Tanıyalım:
ATAOL BEHRAMOĞLU
^^^^
Ali Rıza Navruz
Bazen kendi duygularını anlatır doğru dürüst O… Çoğu zaman da okuyucusunun duygularına tercüman olur. Toy diye nitelendirdiğimiz yeni yetme şairler için iyi bir ilham kaynağıdır da üstüne üstlük... Çünkü onun şiirleri gereksiz imgelerle boğulmamıştır hiçbir zaman. Adını şu an hatırlayamayacağım bir dostu der ki onun için: “Şiiri sevmek bazen Ataol ile mümkün olabilir ve bazen de şiir yazmak yine onunla mümkündür…” Sözün ne derece doğruluğu üzerinde düşünmeye bile gerek yok! Onun şiirini okuyup bitirdiğinizde kesinkes şöyle bir söz dökülür dudaklarınızdan; “kahretsiiiin, bu kadar mı güzel yazılır.” Evet, bu şair tam bir sanatçı, sarı kasnak dertlerin sahibi olan Ataol Behramoğlu ise; bir şiir bu kadar güzel yazılabilir.

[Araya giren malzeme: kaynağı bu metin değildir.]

PR #579, opened 2020-01-24
Implements FromGlibPtrFull<*const T> for boxed types.

luukvanderduim:
The aim is to solve issue: 865 of the gir repository [865](https://github.com/gtk-rs/gir/issues/865)

AnyBox::Native(Box<T>) looks like the suitable variant for a fully owned *const T
Is checking non_null sufficient here before converting the raw pointer to a box?
I'm assuming here MM::copy() assures other type requirements are met.
Is this correct? 
While this solution makes my code compile and most of this impl is copied and adapted from other impls in the same file, there may well be things I have missed or misunderstood. Therefore a close look at what I've done is much appreciated.

### DIFF
--- a/src/boxed.rs
+++ b/src/boxed.rs
@@ -471,7 +471,7 @@ impl<T: 'static, MM: BoxedMemoryManager<T>> FromGlibPtrFull<*const T> for Boxed<
     unsafe fn from_glib_full(ptr: *const T) -> Self {
         assert!(!ptr.is_null());
         Boxed {
-            inner: AnyBox::ForeignOwned(ptr::NonNull::new_unchecked(ptr as *mut _)),
+            inner: AnyBox::ForeignOwned(ptr::NonNull::new_unchecked(ptr as *mut T)),
             _dummy: PhantomData,
         }
     }
--- a/src/boxed.rs
+++ b/src/boxed.rs
@@ -473,7 +473,7 @@ impl<T: 'static, MM: BoxedMemoryManager<T>> FromGlibPtrFull<*const T> for Boxed<
         let ptr = MM::copy(ptr);
         Boxed {
             inner: AnyBox::Native(Box::from_raw(ptr)),
-            _dummy: PhantomData
+            _dummy: PhantomData,
         }
     }
 }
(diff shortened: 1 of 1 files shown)


src/boxed.rs
```diff
@@ -457,6 +466,18 @@ impl<T: 'static, MM: BoxedMemoryManager<T>> FromGlibPtrFull<*mut T> for Boxed<T,
     }
 }
 
+impl<T: 'static, MM: BoxedMemoryManager<T>> FromGlibPtrFull<*const T> for Boxed<T, MM> {
+    #[inline]
+    unsafe fn from_glib_full(ptr: *const T) -> Self {
+        assert!(!ptr.is_null());
+        let ptr = MM::copy(ptr);
+        Boxed {
+            inner: AnyBox::Native(Box::from_raw(ptr)),
```
sdroege: This is only allowed if the pointer was originally a `Box` and allocated from Rust. That's not the case here :)

Also simply copying the memory behind the pointer is not enough here. You'd leak memory.

What you want here is to call the `*mut _` version of `from_glib_full()` by simply casting the pointer.

luukvanderduim: Thanks! Will try to get that in place.

luukvanderduim: Simplest proposal:
`unsafe fn from_glib_full(ptr: *const T) -> Self {
        assert!(!ptr.is_null());
        let ptr = ptr as *mut _;
        Boxed {
            inner: AnyBox::ForeignOwned(ptr::NonNull::new_unchecked(ptr)),
            _dummy: PhantomData,
        }
    }`
This is essentially the same as the FromGlibPtrFull on *mut but with cast to *mut. Would this suffice?

sdroege: You can do it even easier, but basically yes. You could do `from_glib_full(ptr as *mut T)`

luukvanderduim: Could we even generalize over *mut/*const pointers by using a suitable pointer trait in the signature? I quickly tried Ptr but run into trouble.

sdroege: I don't think so

luukvanderduim:
Travis'CI has an osx-nightly run that fails. I've seen this yesterday  as well. 
```
Caused by:
  Unable to update https://github.com/gtk-rs/gio 
```
Harmless Travis quirk?

EPashkin:
Restarted job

Ben bir deneme yazarı değilim, olmadım da hiçbir zaman… Fakat Edebiyatımızın bu nankör dalına eğilmeyi seviyorum. Herhalde her şairin içinde denemeci/anlatı yazarı bağdaş kurmuştur. Hadi kaldırın kaldırabilirseniz de görelim bir! İsterseniz şimdi dönelim tekrardan Behramoğlu şairimize… O her zaman gündemimdeydi de bu gün “demledim” sadece… Önce demlendim tabi ki “Bu Aşk Burada Biter”le. Sahi bu aşk burada biter mi, ya da bitmiş midir? Bunu bilemeyiz belki ama şu “Revolver” mermileri kulağımızda çın çın öter… Belki de bu sestir bu aşkı bitiren, o nehri akıp götüren!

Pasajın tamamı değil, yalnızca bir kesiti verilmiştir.